Ed è per questo che Conte non la prende bene: «Io sono professore di legge e so che se un documento ha un numero di protocollo quel documento si discute e si approva tutto, non a pezzi», risponde a Macron.

In questi due giorni toccheremo con mano se la solidarietà europea esiste o meno, se dalle parole si vuole passare ai fatti, se davvero l’Europa vuole gestire in maniera solidale il fenomeno migratorio. Questo Consiglio europeo potrà essere uno spartiacque tra un prima e un dopo nell’approccio al fenomeno migratorio. Compromessi al ribasso non li accetteremo. L’Italia la sua buona volontà l’ha sempre ampiamente dimostrata. Se questa volta non dovessimo trovare disponibilità da parte degli altri Paesi europei, potremmo chiudere questo Consiglio senza approvare conclusioni condivise.

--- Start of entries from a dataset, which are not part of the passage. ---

PR #251, opened 2023-11-24
Fixed a bug where hosted zones were created multiple times

antroy-madetech:
Introduced during refactoring work in DBTP-444. Test added around this case.

### DIFF
--- a/dbt_copilot_helper/commands/dns.py
+++ b/dbt_copilot_helper/commands/dns.py
@@ -137,15 +137,6 @@ def _create_resource_records(cert_record, domain_client, zone_id):
     )
 
 
-def _get_domain_id(domain_client, domain_to_create):
-    click.secho(f"Looking for ID of domain {domain_to_create}...", fg="yellow")
-    hosted_zones = domain_client.list_hosted_zones_by_name()["HostedZones"]
-
-    for hz in hosted_zones:
-        if hz["Name"] == domain_to_create:
-            return hz["Id"]
-
-
 def _certs_for_domain(client, domain):
     # Check if cert is present.
     cert_list = client.list_certificates(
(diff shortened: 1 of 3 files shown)


dbt_copilot_helper/commands/dns.py
```diff
@@ -137,15 +137,6 @@ def _create_resource_records(cert_record, domain_client, zone_id):
...
-def _get_domain_id(domain_client, domain_to_create):
-    click.secho(f"Looking for ID of domain {domain_to_create}...", fg="yellow")
-    hosted_zones = domain_client.list_hosted_zones_by_name()["HostedZones"]
-
-    for hz in hosted_zones:
-        if hz["Name"] == domain_to_create:
-            return hz["Id"]
-
-
 def _certs_for_domain(client, domain):
```
antroy-madetech, line 140: This function is no longer used anywhere, so removed it.

dbt_copilot_helper/commands/dns.py
```diff
@@ -251,42 +242,49 @@ def create_hosted_zones(client, base_domain, subdomain):
...
-            click.style("About to create domain: ", fg="cyan")
-            + click.style(f"{domain_name}\n", fg="white", bold=True)
-            + click.style("Do you want to continue?", fg="cyan"),
-        ):
-            exit()
-
-        click.secho(f"Creating hosted zone for {domain_name}...", fg="yellow")
+        if domain_zone in hosted_zones:
+            click.secho(f"Hosted zone '{domain_zone}' already exists", fg="yellow")
+            zone_ids[domain_name] = hosted_zones[domain_zone]["Id"]
```
antroy-madetech, line 254: I'm assuming here that if we do not need to create the hosted zone because it already exists then we also do not need to copy the records to and from its parent.

WillGibson (approved):

dbt_copilot_helper/commands/dns.py
```diff
@@ -423,17 +421,14 @@ def create_required_zones_and_certs(domain_client, project_client, subdomain, ba
...
-    response = client.list_hosted_zones_by_name()
-    hosted_zones = {hz["Name"]: hz for hz in response["HostedZones"]}
     if zone not in hosted_zones:
         click.secho(
-            f"The base domain: {zone} does not exist in your AWS domain account {hosted_zones}",
+            f"The hosted zone: {zone} does not exist in your AWS domain account {hosted_zones}",
             fg="red",
         )
         exit()
-    click.secho(f"Found hosted zone {zone}", fg="green")
```
antroy-madetech, line 436: This was just noise in the output and didn't really add anything, so removed it.

yusufsheiqh (approved):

Un post condiviso da Giuseppe Conte (@giuseppeconte_ufficiale) in data:

Il problema, non secondario, è che il documento in discussione è un documento politico e non ha valore di legge. Del resto al Consiglio Europeo si stava conducendo una trattativa politica e non una battaglia legale. Questo fatto, di per sé autoevidente dovrebbe essere noto anche al preparatissimo e competetentissimo premier italiano. A quel punto il primo ministro bulgaro Boyko Borissov prende la parola e ricorda le sue pregresse esperienze lavorative: «Bene, io ero un vigile del fuoco e non è così che si fa un negoziato». Anche il primo ministro svedese Stefan Löfven non si trattiene «lei è un professore di diritto, e io ero un saldatore in una cittadina del Nord della Svezia, ma so che lei non si sta comportando in modo appropriato». Non c’è che dire una bella lezione di politica per il professor Conte, avvocato del popolo, messo al suo posto da un pompiere e un saldatore.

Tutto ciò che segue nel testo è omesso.